Perhaps I had gone too long without meditating on my oaths. I believed myself at peace with the rengiri—other than Kyrundar, perhaps—but was traveling and doing my duty alone truly striving together ? I’d assumed it was enough to be together in spirit. I doubted Sajen would agree with that interpretation, so I didn’t voice it.

Sajen hummed approval. “ We are to protect the people in cooperation. You and I fulfill our vows in aiding each other. I will deal with Grivolen and investigate these attackers until you return. Agreed?”

Everything in me wanted to argue. Yet my mind was too slowed by weariness to find a coherent counterpoint. Nor did a compelling reason to reject Sajen’s offer appear to me.

I sighed. “All right. Thank you. But keep the investigation quiet—I don’t want to cause a panic when I have no evidence. And the new magistrate might have told me to give up the investigation. I don’t want him to accuse the Order of harassment or undermining his authority.”

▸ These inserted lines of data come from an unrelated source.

PR #259, opened 2026-06-15
Add framework for GitHub Pages hosted documentation pages.

### LINKED ISSUE #258: Add GitHub Pages Site
We have the P4444 site situated which is good for the ultimate goal of the repo as a reference implementation. In addition to this we should add more standard documentation pages in an effort to make things approachable for users rather than having them read the specifications documents. Using GitHub Pages is cost-free and should be easy to maintain by setting up an auto build on push to main workflow.

mborland:
Edit: Since this will be moved to beman at some point it's easier to publish to the gh-pages branch rather than have to move a cache later

Closes: #258


ckormanyos:
See also small docs additions to the Markdowns in #260

PR #260, opened 2026-06-15
Improve docs and perf support

ckormanyos:
This PR adds a few perf files and preliminarily finishes the perf docs. Hi Matt (@mborland) could you review the final few paragraphs of docs which have very tersely included base-conversion?


ckormanyos:
See also #259 which will incorporate all this work.

mborland (approved):
Looks good to me. Once the docs page is further developed we can consolidate things there instead of an ever expanding README. For now it's certainly worth adding (and I'll just copy paste it later).

PR #294, opened 2018-01-24
Fixing typo in sample link

strican:
The sample link was incorrectly typed "XAML Content menu sample" when it links to the "Context Menu" sample.


mikematteson (approved):
@strican : Thanks for catching this and taking time to fix it. Much appreciated!

Cc: @mijacobs

PR #299, opened 2018-02-06
fix typo

stevenbrix:
this should've been OneWay instead of OneTime. The default is OneTime *because* it generates less code and OneWay causes more to be generated


mikematteson:
@jwmsft : PR **passed** checklist review. Please evaluate the proposed change and approve/merge if appropriate.

jwmsft (approved):

PR #305, opened 2018-02-14
Typo in set-app-pricing-and-availability.md

agriffard:
Remove duplicated 'the'.


mikematteson (approved):
@agriffard : Thanks for the fix!

Cc: @JnHs

PR #308, opened 2018-02-18
Update dialogs.md

c16u:
Fixing bug where the image was in line with text. It's now right under the paragraph alike to all the other images.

“Why do you love to complicate things, Zee? All right. You have my word, but in return, you must make me a promise.”

“What?” I scarcely breathed as I awaited his demands.

“Seek unity, peace, and togetherness with Kyrundar as you travel together. Ask Iskyr to help you. I believe you will find you have misjudged him.”

As if. Still, to deny his request would be rude at best, a denial of my vows at worst. “I promise to do my best to follow your advice.”